● **The problem**
Line count for "filtering": give the number of lines in the records below that hold it, and nothing else.

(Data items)
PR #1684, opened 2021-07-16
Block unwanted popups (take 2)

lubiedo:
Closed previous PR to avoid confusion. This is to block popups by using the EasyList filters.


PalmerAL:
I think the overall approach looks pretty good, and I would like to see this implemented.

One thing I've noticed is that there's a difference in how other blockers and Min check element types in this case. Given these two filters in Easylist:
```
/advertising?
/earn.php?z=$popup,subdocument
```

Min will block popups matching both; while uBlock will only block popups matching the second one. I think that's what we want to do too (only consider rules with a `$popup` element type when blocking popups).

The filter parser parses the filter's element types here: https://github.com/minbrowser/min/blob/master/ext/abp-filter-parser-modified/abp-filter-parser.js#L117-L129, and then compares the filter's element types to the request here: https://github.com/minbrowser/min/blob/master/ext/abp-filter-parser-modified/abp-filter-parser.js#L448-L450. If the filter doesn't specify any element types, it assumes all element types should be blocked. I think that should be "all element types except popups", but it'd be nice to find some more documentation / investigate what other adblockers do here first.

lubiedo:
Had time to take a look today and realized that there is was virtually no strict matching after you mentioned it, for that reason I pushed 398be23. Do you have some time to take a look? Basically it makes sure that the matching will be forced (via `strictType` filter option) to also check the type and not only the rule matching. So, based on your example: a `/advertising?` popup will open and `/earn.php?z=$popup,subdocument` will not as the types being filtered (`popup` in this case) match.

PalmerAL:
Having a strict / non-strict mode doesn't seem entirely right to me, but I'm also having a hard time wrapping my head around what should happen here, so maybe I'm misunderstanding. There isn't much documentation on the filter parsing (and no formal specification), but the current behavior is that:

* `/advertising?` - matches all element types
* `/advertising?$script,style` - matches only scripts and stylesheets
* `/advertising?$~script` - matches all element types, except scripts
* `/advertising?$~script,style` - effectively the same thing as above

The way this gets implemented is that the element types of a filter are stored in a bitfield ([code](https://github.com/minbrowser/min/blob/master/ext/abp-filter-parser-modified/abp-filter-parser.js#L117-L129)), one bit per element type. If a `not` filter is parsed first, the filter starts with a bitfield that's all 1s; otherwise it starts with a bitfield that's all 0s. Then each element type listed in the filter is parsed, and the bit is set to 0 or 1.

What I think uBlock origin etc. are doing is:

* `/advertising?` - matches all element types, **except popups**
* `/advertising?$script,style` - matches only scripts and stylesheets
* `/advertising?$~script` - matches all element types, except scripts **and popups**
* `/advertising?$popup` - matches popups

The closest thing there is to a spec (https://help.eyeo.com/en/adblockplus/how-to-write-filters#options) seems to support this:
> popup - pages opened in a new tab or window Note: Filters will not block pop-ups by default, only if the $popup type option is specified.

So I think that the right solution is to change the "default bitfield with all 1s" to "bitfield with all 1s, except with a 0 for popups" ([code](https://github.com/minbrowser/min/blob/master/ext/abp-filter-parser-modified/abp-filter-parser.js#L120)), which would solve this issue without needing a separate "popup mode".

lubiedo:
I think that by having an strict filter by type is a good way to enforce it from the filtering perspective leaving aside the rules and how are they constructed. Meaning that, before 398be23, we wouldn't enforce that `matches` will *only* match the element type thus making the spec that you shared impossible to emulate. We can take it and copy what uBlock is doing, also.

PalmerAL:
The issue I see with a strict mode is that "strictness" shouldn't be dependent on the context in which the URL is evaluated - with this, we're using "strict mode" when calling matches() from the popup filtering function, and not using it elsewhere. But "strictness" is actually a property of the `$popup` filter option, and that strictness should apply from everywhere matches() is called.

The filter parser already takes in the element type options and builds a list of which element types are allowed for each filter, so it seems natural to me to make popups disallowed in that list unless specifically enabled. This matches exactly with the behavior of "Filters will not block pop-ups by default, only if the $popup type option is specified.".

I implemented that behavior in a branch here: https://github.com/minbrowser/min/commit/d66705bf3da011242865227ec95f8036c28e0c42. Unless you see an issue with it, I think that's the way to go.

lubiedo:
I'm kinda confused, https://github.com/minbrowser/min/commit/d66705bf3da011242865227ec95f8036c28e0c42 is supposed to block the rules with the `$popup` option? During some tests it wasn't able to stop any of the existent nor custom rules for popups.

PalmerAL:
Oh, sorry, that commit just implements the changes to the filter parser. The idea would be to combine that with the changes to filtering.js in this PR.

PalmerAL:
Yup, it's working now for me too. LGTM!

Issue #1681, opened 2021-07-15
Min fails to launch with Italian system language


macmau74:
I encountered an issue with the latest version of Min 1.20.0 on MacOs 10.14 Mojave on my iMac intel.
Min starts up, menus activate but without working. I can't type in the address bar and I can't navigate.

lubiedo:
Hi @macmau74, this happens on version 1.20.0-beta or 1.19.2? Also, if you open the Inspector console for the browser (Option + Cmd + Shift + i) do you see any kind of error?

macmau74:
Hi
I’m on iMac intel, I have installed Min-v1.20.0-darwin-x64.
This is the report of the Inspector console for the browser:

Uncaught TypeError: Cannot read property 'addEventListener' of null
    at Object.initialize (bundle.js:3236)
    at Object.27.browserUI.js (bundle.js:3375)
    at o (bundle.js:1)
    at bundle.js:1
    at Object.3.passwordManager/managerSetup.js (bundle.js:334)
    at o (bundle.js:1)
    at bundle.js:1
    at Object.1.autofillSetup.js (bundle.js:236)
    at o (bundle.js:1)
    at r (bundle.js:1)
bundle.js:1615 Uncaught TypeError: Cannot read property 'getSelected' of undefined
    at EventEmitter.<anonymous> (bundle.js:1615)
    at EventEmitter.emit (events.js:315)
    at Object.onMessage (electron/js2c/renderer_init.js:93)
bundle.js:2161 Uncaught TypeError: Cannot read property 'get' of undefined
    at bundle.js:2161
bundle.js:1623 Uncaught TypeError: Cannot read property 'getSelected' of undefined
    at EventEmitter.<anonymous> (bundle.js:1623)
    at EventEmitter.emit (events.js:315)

● **Exercise response**
3